Как взглянула на штаны, — руками всплеснула, заохала:
— Батюшки вы мои! Отделал-то как.
Где ж тебя, лешего, носило? Изгваздался-то весь..
— Эх, ну, и жизнь! — думал Коська, стараясь подальше уйти от наступавшей на него матери. — отстирать нельзя, штоль! И штаны-то старые.
— Вот и шлюндай завтра в грязных. Пусть на тебя пальцем, архаровца, тычут.
Потом, чуть смилостивилась, достала из печки щей, на стол рывком поставила.
— Ешь!
Поел Коська, — уверенность в животе почувствовал, — не так страшно матери. А ко сну клонило.
Спал Коська на пригромоздке из стульев у низенькой, хлипкой материной кровати.
Хорошо раскинулось
„Завтра… Что-то будет завтра“…
Кинул сквозь дрему языком неловким:
— Мам, на демонстрацию-то завтра пойдешь?
И донеслось издалека неясно, урывчато:
— Пойдешь… Сократят вот… жрать-то нечего… Пойдешь…
Утром в заласканной дреме неспокойно разметался. Кто-то щеку теплым дыханьем нагрел, и веки в розовом тумане потонули. Продремал бы Коська, да жильцы за стенкой зашумели. Встрепенулся, — сердце от радости прыгнуло: вся-то комната в солнечном потоке потонула. В девять сбор — не опоздать бы! Заспешил, штаны надвинул (а штаны на солнце пятном будничным), галстух захлеснул. — готово!
На пороге мать. Столкнулися.
— Што так рано-То! Гонять по улицам, — с петухами рад, а за делом не добудишься.
— Я на сбор. Сегодня в девять. На Красную площадь пойдем.
— Не жравши целый день. Возьми хоть хлеба-то.

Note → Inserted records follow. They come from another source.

PR #539, opened 2022-04-07
easier deployment

msokoloff1:
* Includes all aspects of deployment now
    - Enable gcp resources for first time access
    - Create gcs bucket if it doesn't exist and if provided validate the bucket meets the vertex requirements
    - Creates static ip and checks if the instance responds to requests
    - Teardown potentially dangling resources if the deployment fails 
    - Prints important information about the deployment configuration so that users don't accidentally configure the deployment improperly. 
* New deployment scripts
    - deploying new changes to the existing instance without changing the public ip address
    - update secrets for the instance
* Complete teardown logic
    - teardown script deletes all resources now
* Support parallel deployments with different ecr images to enable experimentation or multiple labelbox organizations within a single gcp project.
* Rename WEBHOOK_SECRET env var to SERVICE_SECRET because we are no longer calling the integration a webhook.


Juanbuhler (approved):
I love having stuff like that configure deployment script, makes everything tons easier!

Automatic service enablement is great too.

LGTM!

Ворчала и ругалась, а в желтый пакет из-под муки горячих пирогов из печки наложила.
Жизнь!
С Лидкой в звене бок о бок стоял. На Лидке юбка синяя вся в складочках, чистая, выглаженная. А у Коськи — мятые штаны, в замазке и колени голые в царапинах.

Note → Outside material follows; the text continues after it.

PR #544, opened 2022-04-13
[AL-1946] Subclass classification

jtsodapop:


jtsodapop:
Note: The new test is likely to break when we update nested classifications to work with MAL/LI. The test case will just need to be updated to include the nested classifications under `video_serialized_bbox_label`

Лидка первая, как увидела его, крикнула:
— Ребята, стекольщик идет!
Совсем засмеяли, одергали Коську, — насилу вожатый угомонил:
— Бросьте! Октябрята и то лучше вас.
Коське сперва было обидно. Стругаться хотел, — слов хлестких не нашел. Потом окрестил всех „несознательными“ и успокоился.
В колонне первым с Лидкой вышагивал под барабанную дробь и голосом задорным и звонким выводил забористо:
Лейся, песнь моя-а-а пионерская-а-а…И когда в улицах, запруженных веселыми лицами и сочными знаменами, получался затор и смешение рядов, кто-нибудь кидал Коське от избытка нахлынувших чувств:
— Стекольщик!
Коська не обижался, а строил заячью рожицу или лягался. А когда подошли к Красной площади, сразу на серце улеглась большая торжественность, а по рядам сосредоточенная тишина. Глаза к мавзолею, а сердце выстукивает: „Ле-нин, Ле-нин“, и мягким прибоем грудь обдает. У Коськи глаза даже влажно заблестели.
— Эх, партийным бы мне поскорей!
Сильно устал к вечеру, — земля от устали гудит под ногами. Как пришел домой, ляпнулся на стул, — язык не повернешь. А мать уж дома с самоваром возится.